Records contained in a dataset

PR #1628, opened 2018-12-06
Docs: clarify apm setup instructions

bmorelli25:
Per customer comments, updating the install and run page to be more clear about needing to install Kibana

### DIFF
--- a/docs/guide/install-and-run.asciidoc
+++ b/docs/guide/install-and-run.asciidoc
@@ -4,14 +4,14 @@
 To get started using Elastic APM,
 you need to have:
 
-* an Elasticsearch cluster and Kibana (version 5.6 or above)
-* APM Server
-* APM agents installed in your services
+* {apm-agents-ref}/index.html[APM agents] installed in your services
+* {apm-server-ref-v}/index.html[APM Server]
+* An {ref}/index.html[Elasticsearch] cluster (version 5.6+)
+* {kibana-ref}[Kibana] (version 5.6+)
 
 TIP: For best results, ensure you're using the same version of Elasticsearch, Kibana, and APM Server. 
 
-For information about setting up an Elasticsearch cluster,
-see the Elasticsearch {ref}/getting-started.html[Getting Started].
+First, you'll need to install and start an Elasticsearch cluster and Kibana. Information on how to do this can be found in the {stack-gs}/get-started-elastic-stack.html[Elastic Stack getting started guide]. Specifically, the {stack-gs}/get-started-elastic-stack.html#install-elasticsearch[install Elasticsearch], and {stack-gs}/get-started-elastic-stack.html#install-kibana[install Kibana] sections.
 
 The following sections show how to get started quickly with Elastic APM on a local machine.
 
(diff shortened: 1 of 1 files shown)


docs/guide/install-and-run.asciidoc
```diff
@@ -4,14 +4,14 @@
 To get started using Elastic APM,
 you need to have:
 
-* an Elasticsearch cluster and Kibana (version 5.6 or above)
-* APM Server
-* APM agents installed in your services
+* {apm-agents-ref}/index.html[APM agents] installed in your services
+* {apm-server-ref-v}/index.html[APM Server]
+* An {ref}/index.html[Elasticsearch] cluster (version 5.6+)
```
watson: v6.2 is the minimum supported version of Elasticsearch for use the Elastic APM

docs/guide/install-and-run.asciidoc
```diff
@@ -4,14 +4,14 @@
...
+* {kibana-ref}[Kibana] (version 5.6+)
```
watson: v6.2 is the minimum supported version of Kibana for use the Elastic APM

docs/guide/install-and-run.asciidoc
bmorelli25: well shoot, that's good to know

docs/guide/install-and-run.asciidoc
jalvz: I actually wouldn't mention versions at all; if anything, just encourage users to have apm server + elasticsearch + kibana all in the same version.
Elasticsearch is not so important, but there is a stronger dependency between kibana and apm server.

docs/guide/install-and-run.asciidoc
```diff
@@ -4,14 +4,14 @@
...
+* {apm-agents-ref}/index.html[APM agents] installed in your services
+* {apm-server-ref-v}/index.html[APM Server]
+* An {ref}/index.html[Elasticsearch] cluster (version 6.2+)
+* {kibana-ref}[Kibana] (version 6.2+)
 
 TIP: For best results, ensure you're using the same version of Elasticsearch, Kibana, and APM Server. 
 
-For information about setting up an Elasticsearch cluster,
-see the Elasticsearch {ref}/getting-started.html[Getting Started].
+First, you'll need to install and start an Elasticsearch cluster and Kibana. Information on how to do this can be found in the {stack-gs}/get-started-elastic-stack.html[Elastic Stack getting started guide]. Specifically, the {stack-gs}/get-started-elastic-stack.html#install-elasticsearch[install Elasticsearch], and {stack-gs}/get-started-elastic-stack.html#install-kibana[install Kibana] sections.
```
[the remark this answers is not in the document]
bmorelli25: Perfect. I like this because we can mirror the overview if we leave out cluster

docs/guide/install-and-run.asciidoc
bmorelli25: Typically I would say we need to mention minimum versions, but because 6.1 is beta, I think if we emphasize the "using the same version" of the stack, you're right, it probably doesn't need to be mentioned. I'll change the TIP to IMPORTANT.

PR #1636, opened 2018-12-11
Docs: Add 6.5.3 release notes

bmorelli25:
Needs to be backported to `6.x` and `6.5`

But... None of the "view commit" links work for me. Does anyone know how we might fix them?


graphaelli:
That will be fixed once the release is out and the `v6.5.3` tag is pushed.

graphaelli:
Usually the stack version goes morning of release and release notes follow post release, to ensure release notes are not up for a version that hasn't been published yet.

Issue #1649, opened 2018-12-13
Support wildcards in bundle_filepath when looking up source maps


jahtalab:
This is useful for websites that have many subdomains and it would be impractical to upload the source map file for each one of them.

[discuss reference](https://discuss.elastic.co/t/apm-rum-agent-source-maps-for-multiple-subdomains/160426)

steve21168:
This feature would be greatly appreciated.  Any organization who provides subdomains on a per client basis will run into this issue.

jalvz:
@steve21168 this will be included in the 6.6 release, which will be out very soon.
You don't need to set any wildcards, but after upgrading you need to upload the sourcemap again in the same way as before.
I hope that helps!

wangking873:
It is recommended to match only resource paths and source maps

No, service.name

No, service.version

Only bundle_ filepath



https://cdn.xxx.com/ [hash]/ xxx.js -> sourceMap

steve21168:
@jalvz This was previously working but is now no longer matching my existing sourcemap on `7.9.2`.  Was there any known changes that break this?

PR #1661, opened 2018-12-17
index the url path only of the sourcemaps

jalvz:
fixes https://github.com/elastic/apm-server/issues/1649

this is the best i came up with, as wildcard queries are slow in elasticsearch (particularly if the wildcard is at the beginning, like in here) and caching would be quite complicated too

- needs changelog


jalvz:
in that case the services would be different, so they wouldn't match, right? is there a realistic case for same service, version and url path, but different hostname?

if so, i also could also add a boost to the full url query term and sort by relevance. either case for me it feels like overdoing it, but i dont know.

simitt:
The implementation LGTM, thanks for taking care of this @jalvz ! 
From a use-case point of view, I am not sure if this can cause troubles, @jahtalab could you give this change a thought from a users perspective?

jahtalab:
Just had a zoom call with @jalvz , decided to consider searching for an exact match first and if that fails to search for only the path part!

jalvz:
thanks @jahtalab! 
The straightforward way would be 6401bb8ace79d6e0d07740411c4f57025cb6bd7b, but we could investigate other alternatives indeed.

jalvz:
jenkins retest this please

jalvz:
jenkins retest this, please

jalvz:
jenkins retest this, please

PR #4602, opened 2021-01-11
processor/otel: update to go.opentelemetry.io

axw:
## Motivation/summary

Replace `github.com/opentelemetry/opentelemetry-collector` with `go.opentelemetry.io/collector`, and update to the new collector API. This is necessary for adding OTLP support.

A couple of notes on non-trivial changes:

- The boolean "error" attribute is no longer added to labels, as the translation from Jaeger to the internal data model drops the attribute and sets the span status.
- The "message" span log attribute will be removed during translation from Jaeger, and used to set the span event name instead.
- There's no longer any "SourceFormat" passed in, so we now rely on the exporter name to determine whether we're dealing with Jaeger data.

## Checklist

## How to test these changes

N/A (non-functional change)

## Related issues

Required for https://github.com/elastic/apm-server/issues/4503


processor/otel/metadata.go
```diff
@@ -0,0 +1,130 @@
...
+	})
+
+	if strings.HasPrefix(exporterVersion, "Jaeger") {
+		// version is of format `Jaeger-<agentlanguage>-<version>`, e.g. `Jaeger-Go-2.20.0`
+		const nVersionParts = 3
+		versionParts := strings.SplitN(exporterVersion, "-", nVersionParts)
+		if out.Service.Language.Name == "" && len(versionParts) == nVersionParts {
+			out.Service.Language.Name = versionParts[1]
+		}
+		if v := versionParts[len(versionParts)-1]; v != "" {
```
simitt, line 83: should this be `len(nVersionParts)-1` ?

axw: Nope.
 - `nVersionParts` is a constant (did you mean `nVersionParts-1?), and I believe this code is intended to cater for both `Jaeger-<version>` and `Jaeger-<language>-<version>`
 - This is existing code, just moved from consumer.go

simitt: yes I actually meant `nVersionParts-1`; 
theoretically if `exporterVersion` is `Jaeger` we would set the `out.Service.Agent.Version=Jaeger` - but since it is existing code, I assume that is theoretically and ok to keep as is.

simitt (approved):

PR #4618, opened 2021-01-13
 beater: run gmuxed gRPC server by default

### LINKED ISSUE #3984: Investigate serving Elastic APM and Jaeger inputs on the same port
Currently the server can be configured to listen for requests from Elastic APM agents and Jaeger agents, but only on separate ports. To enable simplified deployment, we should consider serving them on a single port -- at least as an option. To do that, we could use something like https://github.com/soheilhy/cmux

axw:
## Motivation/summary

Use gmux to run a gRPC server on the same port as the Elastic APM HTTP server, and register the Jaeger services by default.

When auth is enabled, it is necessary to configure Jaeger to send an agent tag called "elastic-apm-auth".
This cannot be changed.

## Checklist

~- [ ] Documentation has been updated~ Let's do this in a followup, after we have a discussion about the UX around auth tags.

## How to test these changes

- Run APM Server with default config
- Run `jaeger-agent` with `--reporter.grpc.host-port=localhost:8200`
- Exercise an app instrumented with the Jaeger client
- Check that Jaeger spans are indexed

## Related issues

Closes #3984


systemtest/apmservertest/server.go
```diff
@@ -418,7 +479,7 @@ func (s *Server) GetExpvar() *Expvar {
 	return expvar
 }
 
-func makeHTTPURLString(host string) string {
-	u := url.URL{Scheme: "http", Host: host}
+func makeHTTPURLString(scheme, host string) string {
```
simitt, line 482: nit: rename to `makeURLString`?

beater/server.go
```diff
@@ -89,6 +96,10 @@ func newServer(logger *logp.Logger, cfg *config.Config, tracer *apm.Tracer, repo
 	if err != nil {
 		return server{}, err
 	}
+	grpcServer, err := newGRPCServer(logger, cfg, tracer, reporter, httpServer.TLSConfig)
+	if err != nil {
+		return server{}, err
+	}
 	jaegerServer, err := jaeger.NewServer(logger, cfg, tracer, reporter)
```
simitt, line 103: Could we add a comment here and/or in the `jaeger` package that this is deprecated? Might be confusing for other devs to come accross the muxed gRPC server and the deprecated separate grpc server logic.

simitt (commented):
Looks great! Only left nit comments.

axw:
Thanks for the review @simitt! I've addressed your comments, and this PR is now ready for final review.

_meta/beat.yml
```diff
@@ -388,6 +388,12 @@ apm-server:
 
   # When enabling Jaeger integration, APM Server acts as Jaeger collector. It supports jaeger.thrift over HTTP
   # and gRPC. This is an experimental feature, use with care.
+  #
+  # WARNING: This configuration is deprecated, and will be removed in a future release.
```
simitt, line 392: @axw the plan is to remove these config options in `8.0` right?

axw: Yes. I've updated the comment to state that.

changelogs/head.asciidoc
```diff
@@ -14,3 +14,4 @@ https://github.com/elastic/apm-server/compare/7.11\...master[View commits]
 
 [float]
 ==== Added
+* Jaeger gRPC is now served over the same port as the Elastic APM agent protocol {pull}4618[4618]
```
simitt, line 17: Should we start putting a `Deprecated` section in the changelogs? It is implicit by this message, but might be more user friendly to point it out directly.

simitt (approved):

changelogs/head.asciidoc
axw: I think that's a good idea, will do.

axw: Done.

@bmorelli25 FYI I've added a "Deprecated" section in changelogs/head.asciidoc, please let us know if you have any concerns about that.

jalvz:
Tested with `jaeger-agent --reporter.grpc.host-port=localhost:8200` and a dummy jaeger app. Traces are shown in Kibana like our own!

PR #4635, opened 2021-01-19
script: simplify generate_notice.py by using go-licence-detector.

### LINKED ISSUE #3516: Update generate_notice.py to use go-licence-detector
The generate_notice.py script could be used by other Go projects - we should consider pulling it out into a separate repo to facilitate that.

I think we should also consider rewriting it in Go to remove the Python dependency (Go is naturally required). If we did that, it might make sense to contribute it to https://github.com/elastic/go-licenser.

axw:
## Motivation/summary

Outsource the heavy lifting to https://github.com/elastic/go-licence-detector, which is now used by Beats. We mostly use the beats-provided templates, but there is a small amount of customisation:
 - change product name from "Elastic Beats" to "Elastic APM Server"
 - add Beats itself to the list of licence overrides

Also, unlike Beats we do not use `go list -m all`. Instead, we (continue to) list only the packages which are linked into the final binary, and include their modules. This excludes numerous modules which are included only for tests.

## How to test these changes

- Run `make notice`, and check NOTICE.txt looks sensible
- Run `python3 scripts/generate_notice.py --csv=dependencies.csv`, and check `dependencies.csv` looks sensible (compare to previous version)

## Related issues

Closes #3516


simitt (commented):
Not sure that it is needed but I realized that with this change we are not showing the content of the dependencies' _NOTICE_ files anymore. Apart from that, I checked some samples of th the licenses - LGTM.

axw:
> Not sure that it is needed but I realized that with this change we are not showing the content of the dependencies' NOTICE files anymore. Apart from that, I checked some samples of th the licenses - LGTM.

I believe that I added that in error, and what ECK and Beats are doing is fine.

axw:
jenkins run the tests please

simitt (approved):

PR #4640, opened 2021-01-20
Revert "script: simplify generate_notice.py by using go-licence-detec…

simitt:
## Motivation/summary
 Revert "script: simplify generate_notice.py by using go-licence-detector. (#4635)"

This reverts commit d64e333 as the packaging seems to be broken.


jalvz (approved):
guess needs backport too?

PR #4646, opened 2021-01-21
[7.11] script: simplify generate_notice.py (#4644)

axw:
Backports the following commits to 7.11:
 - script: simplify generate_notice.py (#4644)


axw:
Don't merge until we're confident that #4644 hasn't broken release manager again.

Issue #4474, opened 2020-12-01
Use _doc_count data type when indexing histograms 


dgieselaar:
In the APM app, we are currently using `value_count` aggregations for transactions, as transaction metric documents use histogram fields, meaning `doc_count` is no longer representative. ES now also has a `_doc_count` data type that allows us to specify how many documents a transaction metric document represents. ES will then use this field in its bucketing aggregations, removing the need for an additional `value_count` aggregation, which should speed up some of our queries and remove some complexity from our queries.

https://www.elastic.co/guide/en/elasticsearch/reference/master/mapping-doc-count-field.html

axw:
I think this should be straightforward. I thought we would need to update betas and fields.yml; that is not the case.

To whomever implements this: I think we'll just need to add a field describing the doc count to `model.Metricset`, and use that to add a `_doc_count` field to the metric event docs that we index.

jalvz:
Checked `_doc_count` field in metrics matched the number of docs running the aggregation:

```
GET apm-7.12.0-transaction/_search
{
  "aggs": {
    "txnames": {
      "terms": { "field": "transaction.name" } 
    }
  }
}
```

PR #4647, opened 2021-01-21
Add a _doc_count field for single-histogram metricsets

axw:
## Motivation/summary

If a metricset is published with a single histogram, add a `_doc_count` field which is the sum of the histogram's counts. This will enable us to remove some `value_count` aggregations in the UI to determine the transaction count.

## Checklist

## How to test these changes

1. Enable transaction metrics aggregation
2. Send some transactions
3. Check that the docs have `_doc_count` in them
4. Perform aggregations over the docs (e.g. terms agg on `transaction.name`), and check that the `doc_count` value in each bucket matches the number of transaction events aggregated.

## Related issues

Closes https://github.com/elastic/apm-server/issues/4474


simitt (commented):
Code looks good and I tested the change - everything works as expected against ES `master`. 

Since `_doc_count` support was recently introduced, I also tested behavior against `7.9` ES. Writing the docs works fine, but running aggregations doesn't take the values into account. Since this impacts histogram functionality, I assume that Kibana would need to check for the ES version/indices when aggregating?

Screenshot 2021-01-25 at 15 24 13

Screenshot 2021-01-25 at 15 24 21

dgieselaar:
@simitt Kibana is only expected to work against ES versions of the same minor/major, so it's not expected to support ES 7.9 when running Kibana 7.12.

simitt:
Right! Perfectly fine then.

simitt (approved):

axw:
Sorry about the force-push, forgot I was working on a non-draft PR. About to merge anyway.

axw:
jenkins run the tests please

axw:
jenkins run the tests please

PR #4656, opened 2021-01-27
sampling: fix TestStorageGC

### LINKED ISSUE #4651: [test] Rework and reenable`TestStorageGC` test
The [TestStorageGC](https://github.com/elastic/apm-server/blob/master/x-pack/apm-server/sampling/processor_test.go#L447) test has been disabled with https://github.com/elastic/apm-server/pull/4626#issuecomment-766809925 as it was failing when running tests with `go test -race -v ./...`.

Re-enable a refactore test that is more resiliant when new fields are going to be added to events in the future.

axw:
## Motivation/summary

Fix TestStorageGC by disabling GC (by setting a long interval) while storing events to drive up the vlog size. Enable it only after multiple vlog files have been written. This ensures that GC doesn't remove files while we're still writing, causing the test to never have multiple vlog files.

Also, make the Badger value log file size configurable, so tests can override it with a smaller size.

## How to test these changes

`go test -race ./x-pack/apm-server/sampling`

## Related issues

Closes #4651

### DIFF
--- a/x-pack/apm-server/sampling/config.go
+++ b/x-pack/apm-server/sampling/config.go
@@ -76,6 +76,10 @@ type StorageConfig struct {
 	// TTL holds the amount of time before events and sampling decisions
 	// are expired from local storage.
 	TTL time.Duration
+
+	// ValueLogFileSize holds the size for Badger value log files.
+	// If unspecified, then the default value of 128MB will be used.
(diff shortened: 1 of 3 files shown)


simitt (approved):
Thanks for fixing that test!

*Activity*.
Please give the number of lines above that hold the word "opentelemetry", and only that number.

*Answer for this exercise*.
2